Search code examples
algorithmunion-find

Find the number of connected components in undirected graph using Union Find


I've been staring at this algorithm for a while but couldn't spot what I've missed.

Logic:

  1. Init all isolated components
  2. union frm, to component in each edge and decrement # components if those components aren't already connected.

Question: how come that I get this -48 when running this particular test case?

    def countComponents(self, n, edges):
        """
        :type n: int
        :type edges: List[List[int]]
        :rtype: int
        """
        roots = [i for i in range(n)]  # track disconnected components

        # n isolated islands
        for u, v in edges:

            root1 = self.findRoot(roots, u)
            root2 = self.findRoot(roots, v)

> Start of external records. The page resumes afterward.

PR #3183, opened 2022-10-04
KTOR-4521 Add Logging for Compression Plugin

e5l:
Fix [KTOR-2521](https://youtrack.jetbrains.com/issue/KTOR-4521/Add-Debug-Logging-to-Compression-Plugin)

### DIFF
--- a/ktor-server/ktor-server-plugins/ktor-server-compression/jvm/src/io/ktor/server/plugins/compression/Compression.kt
+++ b/ktor-server/ktor-server-plugins/ktor-server-compression/jvm/src/io/ktor/server/plugins/compression/Compression.kt
@@ -17,7 +17,7 @@ import io.ktor.util.pipeline.*
 import io.ktor.utils.io.*
 import kotlinx.coroutines.*
 
-internal val LOGGER = KtorSimpleLogger("io.ktor.server.plugins.compression.ContentEncoding")
+internal val LOGGER = KtorSimpleLogger("io.ktor.server.plugins.compression.Compression")
 
 /**
  * The default minimal content size to compress.
--- a/ktor-server/ktor-server-plugins/ktor-server-compression/jvm/src/io/ktor/server/plugins/compression/Compression.kt
+++ b/ktor-server/ktor-server-plugins/ktor-server-compression/jvm/src/io/ktor/server/plugins/compression/Compression.kt
@@ -12,9 +12,12 @@ import io.ktor.server.request.*
 import io.ktor.server.response.*
 import io.ktor.util.*
 import io.ktor.util.cio.*
+import io.ktor.util.logging.*
 import io.ktor.util.pipeline.*
 import io.ktor.utils.io.*
 import kotlinx.coroutines.*
+
+internal val LOGGER = KtorSimpleLogger("io.ktor.server.plugins.compression.ContentEncoding")
 
 /**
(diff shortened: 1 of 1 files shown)


ktor-server/ktor-server-plugins/ktor-server-compression/jvm/src/io/ktor/server/plugins/compression/Compression.kt
```diff
@@ -12,10 +12,13 @@ import io.ktor.server.request.*
 import io.ktor.server.response.*
 import io.ktor.util.*
 import io.ktor.util.cio.*
+import io.ktor.util.logging.*
 import io.ktor.util.pipeline.*
 import io.ktor.utils.io.*
 import kotlinx.coroutines.*
 
+internal val LOGGER = KtorSimpleLogger("io.ktor.server.plugins.compression.ContentEncoding")
```
whyoleg, line 20: why it's `ContentEncoding` and not `Compression`?

e5l: It's a symbol name to lookup. Could you tell me if you think it's better to use Compression here?

whyoleg: As far as I see from other PRs on adding Logging, all of them follows the idea that this symbol is the same as name of plugin - which is really useful for understanding on from where it comes from.
F.e. if I would see logger name as `io.ktor.server.plugins.XXXpackage.YYYplugin` and see some issues there, it will be easy to find in which plugin I have an issue.

e5l: Sure, let me fix this

whyoleg: Just in case, what about adding `logger` property just inside plugin builder block?
So it will be super easy for plugin writters to do logs with plugin name out of the box somehow?

e5l: I'm thinking about this, but it can be confused with the application log in the environment. We also cannot obtain the package name there.

whyoleg: Yes, but what if we will provide fully qualified name for plugin name?
Yes it will reduce simplicity, but it can also improve on how attributes work.
I mean now if external plugin will have `Compression` name and is applied in the same scope as `ktor` `Compression` plugin - looks like on of them will replace another

e5l: I would leave the renaming for a separate task. Not sure if it should be solved along with logging. 
The logger name is fixed

whyoleg: yes, of course, sorry, it was just an idea while we are here, not a call to action

PR #3185, opened 2022-10-05
KTOR-4729 KTOR-4926 Disable auto reload in tests

rsinukov:
Using empty `watchPaths` disables creating special class loader. In the future, we may add a new property to enable the development mode, but disable auto reload explicitly. But it needs design on how `developmentMode`, `autoReload` and `watchPaths` properties should work together

https://youtrack.jetbrains.com/issue/KTOR-4729
https://youtrack.jetbrains.com/issue/KTOR-4926


e5l (approved):
lgtm

PR #3186, opened 2022-10-06
KTOR-4943 NettyHttp2ApplicationResponse should not expose pseudo headers

rsinukov:
https://youtrack.jetbrains.com/issue/KTOR-4943


e5l (approved):
lgtm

            if root1 != root2:
                roots[root1] = root2
                n -= 1
        #print(roots)
        return n

    def findRoot(self, roots, id):
        oid=id
        if roots[id] != id:
            # roots[id] = roots[roots[id]]
            id=roots[id]

        roots[oid]=id # path compression
        return id

Test case:

n=100
edges=[[6,27],[83,9],[10,95],[48,67],[5,71],[18,72],[7,10],[92,4],[68,84],[6,41],[82,41],[18,54],[0,2],[1,2],[8,65],[47,85],[39,51],[13,78],[77,50],[70,56],[5,61],[26,56],[18,19],[35,49],[79,53],[40,22],[8,19],[60,56],[48,50],[20,70],[35,12],[99,85],[12,75],[2,36],[36,22],[21,15],[98,1],[34,94],[25,41],[65,17],[1,56],[43,96],[74,57],[19,62],[62,78],[50,86],[46,22],[10,13],[47,18],[20,66],[83,66],[51,47],[23,66],[87,42],[25,81],[60,81],[25,93],[35,89],[65,92],[87,39],[12,43],[75,73],[28,96],[47,55],[18,11],[29,58],[78,61],[62,75],[60,77],[13,46],[97,92],[4,64],[91,47],[58,66],[72,74],[28,17],[29,98],[53,66],[37,5],[38,12],[44,98],[24,31],[68,23],[86,52],[79,49],[32,25],[90,18],[16,57],[60,74],[81,73],[26,10],[54,26],[57,58],[46,47],[66,54],[52,25],[62,91],[6,72],[81,72],[50,35],[59,87],[21,3],[4,92],[70,12],[48,4],[9,23],[52,55],[43,59],[49,26],[25,90],[52,0],[55,8],[7,23],[97,41],[0,40],[69,47],[73,68],[10,6],[47,9],[64,24],[95,93],[79,66],[77,21],[80,69],[85,5],[24,48],[74,31],[80,76],[81,27],[71,94],[47,82],[3,24],[66,61],[52,13],[18,38],[1,35],[32,78],[7,58],[26,58],[64,47],[60,6],[62,5],[5,22],[60,54],[49,40],[11,56],[19,85],[65,58],[88,44],[86,58]]

Solution

  • The error lies in the findRoot function. You're currently checking if the node supplied (id) is the parent of itself, i.e., is the representative element of its set. If it isn't, you assume that its parent is the representative, and return it. But that isn't necessarily true, even if you're using path compression.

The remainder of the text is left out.